On appeal, the state argued that the search and seizure were permissible because the police had accessed the defendant’s property for a “knock and talk” and had discovered the plants in plain view.
The court noted that it had previously upheld the constitutionality of the knock and talk tactic in People v. Frohriep, 247 Mich. App. 692, 702; 637 N.W.2d 562 (2001). (In Froheip, police seized evidence of criminal activity after first obtaining consent to search.)
The court in this instance noted that the seizure came after officers had entered the defendant’s property and before they had obtained permission to search. The court found that the seizure was based on the plain view doctrine and not consent. Accordingly, the court concluded that it had to determine whether the seizure was allowable under plain view rules.

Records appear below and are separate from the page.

PR #2752, opened 2019-05-26
debun: add acquire_running_syslog_config function

mehul-m-prajapati:
This function will save ```syslog-ng-ctl config --preprocessed``` output in syslog-ng.conf if syslong-ng is live,
otherwise it will store syslog-ng.conf from disk.

resolves https://github.com/mehul-m-prajapati/gsoc-debun-tool/issues/1

### DIFF
--- a/contrib/syslog-ng-debun
+++ b/contrib/syslog-ng-debun
@@ -839,6 +839,7 @@ acquire_syslog_startup_smf () {
 acquire_syslog_all () {
 	printf "\nStart Syslog-specific info collection\n"
 	acquire_syslog_config
+	acquire_running_syslog_config
 	acquire_syslog_pki_info
 	acquire_syslog_pids
 	acquire_syslog_info
@@ -868,6 +869,14 @@ fhs_set_linux () {
 
 fhs_set_unix () {
 	:
+}
+
+acquire_running_syslog_config() {
+
+	if ${syslogngctlbin} config ; then	
+		${syslogngctlbin} config -p > ${tmpdir}/syslog-ng.ctl.running.conf 2>&1
+		remove_passwords_from_file "${tmpdir}/syslog-ng.ctl.running.conf"
+	fi
 }
 
 rpm_verify () {


kira-syslogng:
Build SUCCESS

contrib/syslog-ng-debun
```diff
@@ -1664,6 +1674,7 @@ setup_env
 debun_run
 [ "$syslogfhs" = "linux" ] && fhs_set_linux
 [ "$syslogfhs" = "unix" ] && fhs_set_unix
+save_config_file
```
Kokan: Does it align with the `$privacy_mode`  mode ?

contrib/syslog-ng-debun
```diff
@@ -870,6 +870,16 @@ fhs_set_unix () {
 	:
 }
 
+save_config_file() {
```
Kokan: The `acquire_syslog_config` already saves the configuration (from disk to debun).

contrib/syslog-ng-debun
```diff
@@ -870,6 +870,16 @@ fhs_set_unix () {
...
+
+	if ${syslogngctlbin} config; then	
+		${syslogngctlbin} config -p > ${tmpdir}/syslog-ng.conf 2>&1
```
Kokan: 1. I would add some different name, so people could identify the way it was created. (for example `syslog-ng.ctl.running.conf`)
2. There is a `remove_passwords_from_file` function that would be advisable to use on any config

contrib/syslog-ng-debun
mehul-m-prajapati: ok.

contrib/syslog-ng-debun
mehul-m-prajapati: ok. thanks for a good suggestion.

contrib/syslog-ng-debun
mehul-m-prajapati: I think it will save config file in privacy mode, too.

kira-syslogng:
Build SUCCESS

kira-syslogng:
Build FAILURE

kira-syslogng:
Build SUCCESS

kira-syslogng:
Build SUCCESS

contrib/syslog-ng-debun
```diff
@@ -870,6 +871,14 @@ fhs_set_unix () {
 	:
 }
 
+acquire_running_syslog_config() {
+
+	if ${syslogngctlbin} config ; then
```
furiel: What is the purpose of this line? Is this how we check if syslog-ng is running?

furiel:
I am fine with this changeset as an initial (quick) implementation. I just have a little concern with it. I do not want you to address these now, I am just interested in your opinion.

Is it fine to depend on a running syslog-ng instance? Do we want to silently do less when there is no syslog-ng running?
I am thinking about that debun is usually executed after a problem occurs with syslog-ng, including crash. Service management may or may not restarts syslog-ng, but there is a chance that syslog-ng is not running.

It would be useful if you could elaborate on the use case, for now I am guessing: the goal here is not a lie in collectiong the **running** config, but to collect every files, every includes that the config is using. And preprocessed is a mean (implementation detail) to achieve this goal.
The running part is not too useful on its own, even on a single configuration file case: if you see the running config is the same as the config on disk, then you do not acquire any extra information from the running config. If those differs, then you only know that reporter changes configuration on disk (maybe experimenting with the bug), but you would not know if the other parts of the debun (core file) relates to that config running config.

That's why I think the goal here is to collect syslog-ng configuration in general. In that case, maybe it would worth rename the function accordingly, or better: move under `acquire_syslog_config`.

I would prefer a solution however that would work even when syslog-ng is stopped. Also, and this may be a personal preference, but I like to read the non-preprocessed version of the config. It is more convenient.

Kokan:
The main goal is to collect files referenced in `syslog-ng` configuration (such as `kafka` properties-file), which could of course be collected based on the currently saved config/preprocessed config.

While the preprocessed config is more accurate, it is better to use that as a source for the above task.

They are connected in a way that there is a slight possibility that `syslog-ng` is running, and the local config have been tampered with in a way it is no longer valid. Thus `preprocess-into` cannot work.
Or in minor cases you mentioned.

The `debun` should not start syslog-ng (unless explicitly asked it) as it is possible in production environment.

furiel:
Ok, thanks for explanation. Sound good to me.

contrib/syslog-ng-debun
mehul-m-prajapati: @furiel : This is just to check ```syslog-ng-ctl``` is present on the disk and it could fetch config from currently running syslog-ng process.

PR #2757, opened 2019-05-29
http: Warn if less workers used than urls

gaborznagy:
If less workers are used, then some url targets will not receive messages.
We even warn about this in documentation.


kira-syslogng:
Build FAILURE

gaborznagy:

kira-syslogng:
Build SUCCESS

bazsi:
I think we should give more guidance, what happens in the case that value is lower.

gaborznagy:
> I think we should give more guidance, what happens in the case that value is lower.

AFAIK not used urls will work as a failover-server, but I don't think we should advertise this as a feature.

kira-syslogng:
Build SUCCESS

PR #2761, opened 2019-05-31
stats: dynamic constant registration

furiel:
This patchset implements dynamic type registration in stats. Module specific `SCS_` constants disappear, and the individual modules need to register them. There are a few lib-specific `SCS_` constants. Those are still registered in `stats_init`.

Risks:
- As I saw every module specific constants are registered from the mainloop, so I was brave enough to add a `main_loop_assert_main_thread();` to the registration. The changeset expects that the registrations are happening sequentially. If it's not the case, a little more work is needed. Fingers crossed.
- The way the registered constants are passed to the core did not change, still need to assign an integer to `stats_source`. This means if some module used hard-coded values, those might not be aware of the change (compile time), and there is some possibility that those modules break silently (wrong stats type will be written, or crash).


kira-syslogng:
Build FAILURE

kira-syslogng:
Build FAILURE

kira-syslogng:
Build FAILURE

kira-syslogng:
Build FAILURE

kira-syslogng:
Build FAILURE

furiel:
@kira-syslogng test this please test branch=fix-severity-test;

kira-syslogng:
Build FAILURE

furiel:
@kira-syslogng test this please test branch=fix-severity-test;

kira-syslogng:
Build FAILURE

furiel:
@kira-syslogng test this please test branch=fix-severity-test;

kira-syslogng:
Build SUCCESS

furiel:
@kira-syslogng do perftest;

kira-syslogng:

mitzkia:
@kira-syslogng test this please test branch=micek_fix_severity; test=functions/other-functions/statistics/003-stats-facility-severity.zts;

lib/stats/stats-cluster.c
```diff
@@ -26,6 +26,25 @@
...
 
+GPtrArray *stats_types;
+static const gchar *module_names[];
+
+void
+stats_cluster_init(void)
+{
+  g_assert(!stats_types);
+  stats_types = g_ptr_array_new_with_free_func(g_free);
+  for (int i = 0; i < SCS_MAX; i++)
```
lbudai: Use `ARRAY_SIZE(module_names)` instead of `SCS_MAX`.

lib/stats/stats-cluster.c
```diff
@@ -28,15 +28,25 @@
...
+  g_assert(stats_register_type("global") == SCS_GLOBAL);
+  g_assert(stats_register_type("center") == SCS_CENTER);
+  g_assert(stats_register_type("host") == SCS_HOST);
+  g_assert(stats_register_type("sender") == SCS_SENDER);
+  g_assert(stats_register_type("program") == SCS_PROGRAM);
+  g_assert(stats_register_type("severity") == SCS_SEVERITY);
+  g_assert(stats_register_type("facility") == SCS_FACILITY);
+  g_assert(stats_register_type("tag") == SCS_TAG);
+  g_assert(stats_register_type("filter") == SCS_FILTER);
+  g_assert(stats_register_type("parser") == SCS_PARSER);
```
lbudai: Why are these asserts? (or, why are these asserts are missing in other cases?).

What if we would keep the array (a "core" array with these names).

kira-syslogng:
Build SUCCESS

furiel:

kira-syslogng:
Build SUCCESS

lib/stats/stats-cluster.c
furiel: When we had a separate array for the names, it had a certain risk: the list of names and the enum could diverge. This happened once with `SCS_STDIN`, and was fixed in 5a071f4eac89aace93046d06b5a0f532b9767a42. That's when we added a static assert to check if the size of the two entities are the same. Checking lengths mitigates some of the risks, but could not catch bugs coming from when the items in the of them are reordered while the other one did not follow this change up. I think this kind of bug has not yet happened, so maybe I am too paranoid here.

Bringing back the original array would result in little more complex code, at least to my taste: we need a static array, we need a dynamic array, we need to test SCS_STATIC_MAX with the static array length (I would not let this check as we had run into problem due to this). Then the static array still need to be registered, because the dynamic registration should not overlap with it. This latter problem could be resolved in other way, for example dynamic allocation would return dynamic_value + SCS_STATIC_MAX, and during counter registration, we could decide if the counter is static or dynamic by comparing the input value with SCS_STATIC_MAX, and thus branch the lookup in the static array or in the dynamic array. Me feels this version simpler.

I can drop the g_asserts though if you think we do not have much benefit from them. Then I would just g_assert the lengths.

furiel:
@lbudai reworded the last commit message to dynamic type registration instead of dynamic constant registration. Thanks for pointing out.

lib/stats/stats-cluster.c
furiel: I would like to come back to this question if we conclude that I need to bring back the static array, as in the current version this code is eliminated. Also I think I can reason why SCS_MAX is better here, but I do not want to open that topic if we do not need this code anyway.

kira-syslogng:
Build SUCCESS

lib/stats/stats-cluster.c
lbudai: okay, and can't we simply set these values during registration (I mean do we need these pre-defined SCS_xxx values)?

furiel: Good idea. I can make these availables via extern. I will do this.

furiel: Instead of extern, I created a stateful function that is responsible for getting and setting these constants. This has two benefits: these "constants" are not mutable through accidental assignment, and also I can assert if caller tries to use them before initialization.

kira-syslogng:
Build SUCCESS

bazsi:
This pull request **introduces 2 alerts** when merging bdc94e322e327a331a8826cafd3b2b7781d70094 into cf10b3c4a50d8feda50826b518428719fd974a1c - [view on LGTM.com](https://lgtm.com/projects/g/balabit/syslog-ng/rev/pr-4ed2b19549eaa7a1334f8ccecbd51d0e26183c03)

**new alerts:**

---

This project has automated code review enabled, but doesn't use the <a href="https://github.com/apps/lgtm-com">LGTM GitHub App</a>. Migrate over by <a href="https://github.com/apps/lgtm-com/installations/new">installing the app</a>. Read about the <a href="https://lgtm.com/blog/announcing_github_apps_migration">benefits of migrating to GitHub Apps</a> in the blog.

---

lib/stats/stats-cluster.c
```diff
@@ -22,10 +22,85 @@
...
+      g_assert(data < SCS_SOURCE_MASK);
+      constant_storage[constant] = data;
+      return 0;
+    default:
+      g_assert_not_reached();
+    }
+
+  return 0;
+}
+
```
bazsi: I don't see why we don't split this function into a separate set and get function? the only reason I can think of is that it contains the constant_storage as a static variable. Pushing that into the global scope (but keeping it static) would get rid off SCS_ACTION_GET/SET and make this pretty complex function two simple ones. I think that's a fair price to pay for the increase of visibility for the constant_storage variable.

modules/afamqp/afamqp.c
```diff
@@ -791,7 +791,7 @@ afamqp_dd_new(GlobalConfig *cfg)
   self->super.worker.insert = afamqp_worker_insert;
 
   self->super.format_stats_instance = afamqp_dd_format_stats_instance;
-  self->super.stats_source = SCS_AMQP;
+  self->super.stats_source = stats_register_type("amqp");
```
bazsi: it might actually make a lot of things simpler if we converted stats_source into a `const char *` and then pass the amqp string there and make the actual allocation in lib.

modules/afsocket/tests/test-transport-mapper-inet.c
```diff
@@ -31,6 +31,13 @@
...
 #include <unistd.h>
 
+guint SCS_TCP;
+guint SCS_TCP6;
+guint SCS_UDP;
+guint SCS_UDP6;
+guint SCS_NETWORK;
+guint SCS_SYSLOG;
+
 static inline void
```
bazsi: these are pretty ugly again. if we followed the same pattern (e.g. pass a const char * to the function that needs the stats identifier), we could get rid of these variables.

modules/afamqp/afamqp.c
bazsi: even better idea, make SCS_AMQP equal ot the "amqp" string. with that the code does not even have to change.

furiel: I was thinking about this version too, I even started to implement it, but there were some technical and theoretical questions that I could not reliably answer. I will give another try now.
The changeset will definitely will complex, because I need to separate the stats name and direction into separate parameters for the registration, and this will have interesting consequences. Marking the PR wip.

furiel: In this test: https://github.com/balabit/syslog-ng/blob/f3298e8d187c5b2ac9a89755d3af79595b5553b2/lib/stats/tests/test_dynamic_ctr_reg.c#L72
we link two different names (SCS_HOST, SCS_SENDER) to the same counter. Am I right that this is invalid? 19 | 27 = 27, so I think during lookup it would print "sender", but I am not sure if this is intended behavior. Do we want to support such thing? I did not see any such application apart from test environment.

If this is a thing, then the const gchar * version cannot work. More, dynamic registration of the current version cannot not work either, because we cannot register constants randomly, we should maintain some relations like SCS_HOST | SCS_SENDER = SCS_SENDER.

lib/stats/stats-cluster.c
furiel: My new version was not very good either. For now I dropped this patch. Lets address this at a later time.

lib/stats/stats-cluster.c
furiel: You are right. For now I reverted that patch.

kira-syslogng:
Build SUCCESS

PR #2768, opened 2019-06-07
Light: fix restart ordering

mitzkia:
This patch set fixes two related issues in SyslogNg() class
- fixes restart() ordering, started with stop() follows with start()
- do not allow to start same syslog process twice

- testcases are not created

PR #2723, opened 2019-05-11
[WIP] light: Refactor SyslogNgConfig API (external/internal)

mitzkia:
This patch set provides a general API for syslog-ng config drivers with the following changes:
- `working_dir` class variable has been converted into a global variable (it was also a main dependency of SyslogNgConfig classes)
- After that driver/parser/filter related wrapper functions (such as create_file_source()) could be removed from SyslogNgConfig() (they were boilerplates).
- Start using own classes (such as FileSource, FileDestination) for creating driver/parser/filter like objects in testcases
- Change functionality of SourceDriver and DestinationDriver to SourceWriter and DestinationReader, 
from now these classes are responsible only for general driver related input/output functionalities.
- Expose file related option handling into a new class: `FileBasedOptionHandler()`
- Follow the changes in functional testcases

Todos:
- find a better place to config.stringify()
- separate logpath related wrappers from SyslogNgConfig
- automatically create logpath (if needed)
- add missing functional testcase: change file-path during testrun
- add missing functional testcase: add new file based option during testrun (an example usage for OptionHandler() class)

PR #2769, opened 2019-06-07
Light: Remove working dir from SyslogNgConfig dependencies

mitzkia:
This PR is based on my #2768 PR.

The patch set of this PR was previously part of my #2723. I have just separated it from there.
I have decided to create smaller separate PRs to move forward Light related PRs faster.

Patch description:
- with initializing working_dir as a global variable we will able to eliminate it from SyslogNgConfig() class.
- with this change SyslogNgConfig() class can be used more easily in Ligth, and opens it for a refactoring

### DIFF
--- a/tests/python_functional/conftest.py
+++ b/tests/python_functional/conftest.py
@@ -97,8 +97,8 @@ def testcase_parameters(request):
 
 
 @pytest.fixture
-def config(request, testcase_parameters):
-    return SyslogNgConfig(testcase_parameters.get_working_dir(), request.getfixturevalue("version"))
+def config(request):
+    return SyslogNgConfig(request.getfixturevalue("version"))
 
 
 @pytest.fixture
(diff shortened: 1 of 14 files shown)


kira-syslogng:
Build SUCCESS

MrAnno:
What's the exact reason behind creating a global variable from `testcase_parameters.get_working_dir()`?

mitzkia:
As I wrote in my first comment for now `working_dir` is an external dependency in several classes eg: SyslogNgConfig() https://github.com/balabit/syslog-ng/blob/cf10b3c4a50d8feda50826b518428719fd974a1c/tests/python_functional/src/syslog_ng_config/syslog_ng_config.py#L39-L40

I would like to eliminate this dependency:
 * to reduce constructor parameters in related classes
 * to be able to call/use related classes easier not "depending" on visibility of working_dir 
 * to be able to refactor related classes, I will continue this with SyslogNgConfig()

MrAnno:
Okay, thanks.

If you end up adding a second global variable related to "test config arguments", please consider introducing a class/dict/object containing those arguments, then you can inject this object where those parameters are needed.

Please rebase your branch, it contains patches from other PRs.

kira-syslogng:
Build SUCCESS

In plain view situations, an officer can seize illegal items if he is lawfully in a position to view the contraband. Thus the key question in this case became whether the sergeant had a legal right to go onto the rear of the property, where he discovered the marijuana. The court concluded that the police intrusion into the backyard was illegal.
The court noted that the original anonymous tip indicated that marijuana would be found in a structure immediately behind the house (the lean-to). It also observed that the sergeant did not wait until the knock and talk was performed and consent obtained before going to the rear of the home. Citing precedent, this court wrote: “It is not objectionable for an officer to come upon that part of the property which ‘has been opened to the public common use.’ The route which any visitor to a residence would use is not private in Fourth Amendment sense, and thus if police take the route ‘for the purpose of making a general inquiry’ or for some other legitimate reason, they are ‘free to keep their eyes open,’ and thus it is permissible for them to look into a garage or similar structure from that location.”
In this instance, the court said the police, without knowledge that anyone was present in the backyard, ignored the knock and talk protocol and went directly to the backyard where they had been told marijuana would be found. The court said that the proper application of the Fourth Amendment depends on whether the actions of the police were reasonable. In this instance the court said it was unreasonable for the police to bypass the front door and obtain permission before intruding further onto the defendant’s property.
Consequently, the court affirmed the lower court’s decision that the evidence was seized illegally.
The knock and talk tactic can be a very effective investigative technique. The court in this case did not disagree with its use. It merely limited how far an officer can go onto private property in an effort to gain consent.